¡Cómo me gustan las perdices de mi vecino!
Jesús Cortés Serrano

Tratábase de un hombre, sí, una persona que vivía en un pueblo de mil quinientos habitantes de una de las provincias más olvidadas de España y que muy bien pudiera ser nuestro pueblo.

Allí todos se conocían, y la relación con sus vecinos era de excelente cordialidad.

El protagonista en cuestión tenía unas aficiones muy definidas: le encantaba salir al campo a pasear, a cazar o a pescar, depende de la época del año que fuese, y el respeto por la Naturaleza así como por sus inquilinos (animales y plantas) era completo.

Poseía una granja en desuso en la que tenía tres perros, gallinas, palomas y unas parejas de perdices que le ponían huevos de los que intentaba cada año sacar los perdigones por medio de gallinas conchinchinas o una pequeña incubadora que hace unos años había comprado.

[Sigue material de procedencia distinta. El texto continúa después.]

PR #6295, opened 2022-05-31
Qt: wire in tv shaders

stuken:
### Description of Changes
Adds TV shader to postprocessing section of graphics config in Qt interface.

### Rationale behind Changes
Feature is missing in Qt interface. Time to add it back.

Año tras año y desde hace tres, los amigos de lo ajeno a los cuales sin duda conocía y probablemente le saludaran cuando se cruzaba con ellos por la calle le sustraían las perdices en la cantidad de una pareja por año. Nuestro protagonista en cuestión, creía que no valía la pena denunciarlo ya que el que lo hiciera debería estar muy necesitado y no debía tener 18 euros para comprarse una pareja de perdices ni el valor para pedírselas, así que hizo caso omiso de los robos y siguió criando sus queridas perdices hasta que el cuarto año que casualmente es el año en curso, una mañana, al ir a darles de comer a sus queridas perdices, observó con gran tristeza que este año los amigos de lo ajeno se habían pasado, no se habían llevado una pareja de perdices, se habían superado y se habían llevado dos parejas que estaban en pleno proceso de puesta de huevos.

Desilusionado, abatido y enojado, nuestro amigo decidió no volver a pasar este mal trago e intentó no investigar quién le había quitado sus perdices año tras año para no verse en la obligación de discutir con ninguno de sus convecinos, y acto seguido, cogió una caja, metió en ella las perdices que no le habían robado y las soltó en el monte.

Pasaron los días y nuestro protagonista recordaba con nostalgia los buenos ratos que en sus horas de ocio pasaba entre sus perdices y pensaba, no sin cierto rencor, quién podía ser el villano que le había privado de su afición, preguntándose: ¿será ese que me saluda tan efusivamente en la cola del pan?, o ¿el hijo del compañero que juega al guiñote conmigo cualquiera de los días de la semana?, o ¿ese otro que me pide un cigarro cuando estamos discutiendo el resultado del último partido de la TV?, o ¿…………….? . En fín, prefiero no pensarlo, sólo decir que si esta pequeña historia de un hombre cualquiera de nuestros pueblos sirve para que estos hechos no vuelvan a suceder, me doy por satisfecho.